Food Engineering and Technology Department, Institute of Chemical Technology, Nathalal Parekh Marg, Matunga, Mumbai 400 019, India.
Carbohydr Polym. 2012 Nov 6;90(4):1811-7. doi: 10.1016/j.carbpol.2012.07.078. Epub 2012 Aug 4.
The influence of enzyme polysaccharide interaction on enzyme stability and activity was elucidated by covalently binding dextran to a model enzyme, α-amylase. The conjugation process was optimized with respect to concentration of oxidizing agent, pH of enzyme solution, ratio of dextran to enzyme concentration, temperature and time of conjugate formation, and was found to affect the stability of α-amylase. α-Amylase conjugated under optimized conditions showed 5% loss of activity but with enhanced thermal and pH stability. Lower inactivation rate constant of conjugated α-amylase within the temperature range of 60-80 °C implied its better stability. Activation energy for denaturation of α-amylase increased by 8.81 kJ/mol on conjugation with dextran. Analysis of secondary structure of α-amylase after covalent binding with dextran showed helix to turn conversion without loss of functional properties of α-amylase. Covalent bonding was found to be mandatory for the formation of conjugate.
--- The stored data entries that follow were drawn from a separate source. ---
PR #410, opened 2015-11-18
Disable JIT

ivanbuhov:
We are disabling JIT because of a bug found in the latest webkit version, causing some tests to fail. We can't figure out the actual piece of code causing the bug, but disabling JIT makes it disappear.

P.S. Til now, JIT was enabled only on simulator, because of iOS restrictions, so the change will not affect device builds.

### DIFF
--- a/src/NativeScript/TNSRuntime.mm
+++ b/src/NativeScript/TNSRuntime.mm
@@ -33,6 +33,7 @@ using namespace NativeScript;
 + (void)initialize {
     if (self == [TNSRuntime self]) {
         initializeThreading();
+        JSC::Options::useJIT() = false;
     }
 }
 


src/NativeScript/TNSRuntime.mm
```diff
@@ -42,6 +42,7 @@ + (void)initializeMetadata:(void*)metadataPtr {
 
 - (instancetype)initWithApplicationPath:(NSString*)applicationPath {
     if (self = [super init]) {
+        JSC::Options::useJIT() = false;
```
jasssonpet: Maybe we should move this line of code to the static constructor of the runtime, if it's affecting all instances of the runtime.

fealebenpae: `+[TNSRuntime initialize]` is a good candidate.

PR #425, opened 2015-11-30
Unbox primitives when marshalling to id

fealebenpae:


src/NativeScript/ObjC/ObjCTypes.mm
```diff
@@ -118,7 +119,7 @@ id toObject(ExecState* execState, const JSValue& value) {
     }
 
     if (value.isString()) {
-        return [NSString stringWithString:(NSString*)value.toString(execState)->value(execState).createCFString().get()];
+        return [static_cast<NSString *>(jsCast<JSString*>(value)->value(execState)) copy];
```
jasssonpet: I wonder if we should `autorelease` the copy.

fealebenpae: Yes, we should, and I'll fix it right away.

jasssonpet:
:+1:

I wonder if it's worth adding the same logic when we marshall to types other than `id`.

fealebenpae:
We don't need to. Calling `JSValue::toNumber(ExecState*)` performs unboxing for us. Same with strings and booleans.

PR #426, opened 2015-12-01
Use JSAgentContext as all the other agents

KristinaKoeva:
We use to wait for didCreateFrontendAndBackend to get the frontend and backend in the domain agents but now a null pointers are passed so use a JSAgentContext instead.

### DIFF
--- a/src/NativeScript/inspector/GlobalObjectInspectorController.cpp
+++ b/src/NativeScript/inspector/GlobalObjectInspectorController.cpp
@@ -80,28 +80,18 @@ GlobalObjectInspectorController::GlobalObjectInspectorController(GlobalObject& g
     , m_frontendRouter(FrontendRouter::create())
     , m_backendDispatcher(BackendDispatcher::create(m_frontendRouter.copyRef()))
     , m_globalObject(globalObject)
+    , m_agentContext({ *this, *m_injectedScriptManager, m_frontendRouter.get(), m_backendDispatcher.get() })
+    , m_jsAgentContext(m_agentContext, m_globalObject)
+
 {
-    AgentContext baseContext = {
-        *this,
-        *m_injectedScriptManager,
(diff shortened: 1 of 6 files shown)


src/NativeScript/inspector/GlobalObjectInspectorController.cpp
```diff
@@ -125,7 +125,19 @@ GlobalObjectInspectorController::~GlobalObjectInspectorController() {
 }
 
 void GlobalObjectInspectorController::registerDomainDispatcher(WTF::String domainIdentifier, JSC::JSCell* constructorFunction) {
-    std::unique_ptr<DomainInspectorAgent> domainInspectorAgent = std::make_unique<DomainInspectorAgent>(m_globalObject, domainIdentifier, constructorFunction);
+    AgentContext baseContext = {
```
KristinaKoeva: I wanted to make that a class field but couldn't initialize it in the constructor. I am open for suggestions on how to do it :) 

```{ { *this, *m_injectedScriptManager, m_frontendRouter.get(), m_backendDispatcher.get() }, globalObject }``` fails with
```InspectorAgentBase.h:51:5: Candidate constructor not viable: cannot convert initializer list argument to 'Inspector::AgentContext &'```

jasssonpet: I have a suspicion that the reason you can't do it inline is because the  `AgentContext&` parameter isn't marked as `const` in the constructor: https://gist.github.com/anonymous/306cfb0e33be4c2e9855.

KristinaKoeva: Yeah, I've found a stackoverflow answer that said the same thing, but since it's not cool to modify the source I guess I am stuck with creating a context on every domain register

PR #421, opened 2015-11-25
Add inspector build script

jasssonpet:
@KristinaKoeva, could you give a hand with the code signing?

This should add no more than a minute to the build time (except the first time).

PR #436, opened 2015-12-09
Fix window dragging on El Capitan

KristinaKoeva:


KristinaKoeva:
Would somebody that hasn't upgraded to El Capitan verify whether this is working for older OS too :)

jasssonpet:
It's working for me (OS X Yosemite), but I think that the preprocessor check is always false, because our `MACOSX_DEPLOYMENT_TARGET` is 10.10.

KristinaKoeva:
You are completely right, I blindly copy pasted this check from webkit source :disappointed: I will remove it so that you could test again

jasssonpet:
The `startWindowDrag` is not being called, so I suspect everything is working :smile:

KristinaKoeva:
This one https://github.com/NativeScript/ios-runtime/blob/master/src/debugging/WebInspectorUI/Base/Main.js#L1562 takes care of it :smiley_cat:

jasssonpet:
BTW, it seems that #421 won't make it to the 1.5.1 milestone, so maybe you'll have to build the Inspector manually one last time.

PR #437, opened 2015-12-09
Add all properties of domain types to the TypeScript generated glue code

KristinaKoeva:
Also expose inspectorTimestamp method that would be used from modules guys to record a timeline event. Doing that in JavaScript was not possible because the elapsed time is based on some context that is held and modified by several different places


src/NativeScript/inspector/GlobalObjectInspectorController.cpp
```diff
@@ -74,6 +74,14 @@ JSC::EncodedJSValue registerDispatcher(JSC::ExecState* execState) {
     return JSValue::encode(jsUndefined());
 }
 
+JSC::EncodedJSValue inspectorTimestamp(JSC::ExecState* execState) {
```
jasssonpet: I wonder if this function should be marked with `JSC_HOST_CALL`?

PR #438, opened 2015-12-10
Performance improvements for method calls

fealebenpae:
This yields a ~100% performance improvement in synthetic benchmarks.

### DIFF
--- a/src/NativeScript/ObjC/Inheritance/ObjCClassBuilder.mm
+++ b/src/NativeScript/ObjC/Inheritance/ObjCClassBuilder.mm
@@ -21,6 +21,10 @@
 #include "Interop.h"
 #include "TNSFastEnumerationAdapter.h"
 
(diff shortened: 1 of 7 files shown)


src/NativeScript/ObjC/Inheritance/ObjCClassBuilder.mm
```diff
@@ -21,6 +21,10 @@
 #include "Interop.h"
 #include "TNSFastEnumerationAdapter.h"
 
+@protocol TNSDerivedClass
```
jasssonpet: Can we completely remove this protocol now?

fealebenpae: It's still used within the class builder and I can't figure out a substitution. It's not on a hot path there so I guess it's fine.

PR #440, opened 2015-12-11
Update changelog

KristinaKoeva:


CHANGELOG.md
```diff
@@ -1,3 +1,16 @@
+1.5.1
+=====
+
+## Bug Fixes
+- [Framework detection in metadata generator is not working for every case](https://github.com/NativeScript/ios-runtime/issues/420)
```
jasssonpet: This is actually a bug that was introduced in an attempt to fix: https://github.com/NativeScript/ios-runtime/issues/373, so maybe it'll be more clear to list that instead :smile_cat:

jasssonpet:
:+1:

通过将葡聚糖共价结合到模型酶α-淀粉酶上,阐明了酶-多糖相互作用对酶稳定性和活性的影响。用不同浓度的氧化剂、酶溶液的 pH 值、葡聚糖与酶浓度的比例、形成共轭物的温度和时间对共轭过程进行了优化,发现这会影响α-淀粉酶的稳定性。在优化条件下进行共轭的α-淀粉酶的活性损失了 5%,但热稳定性和 pH 稳定性得到了增强。在 60-80°C 的温度范围内,共轭α-淀粉酶的失活速率常数较低,这意味着其稳定性更好。α-淀粉酶的变性活化能在与葡聚糖共价结合后增加了 8.81 kJ/mol。对与葡聚糖共价结合后的α-淀粉酶的二级结构分析表明,螺旋向转折转化,而α-淀粉酶的功能特性并未丧失。发现共价键合对于形成共轭物是必需的。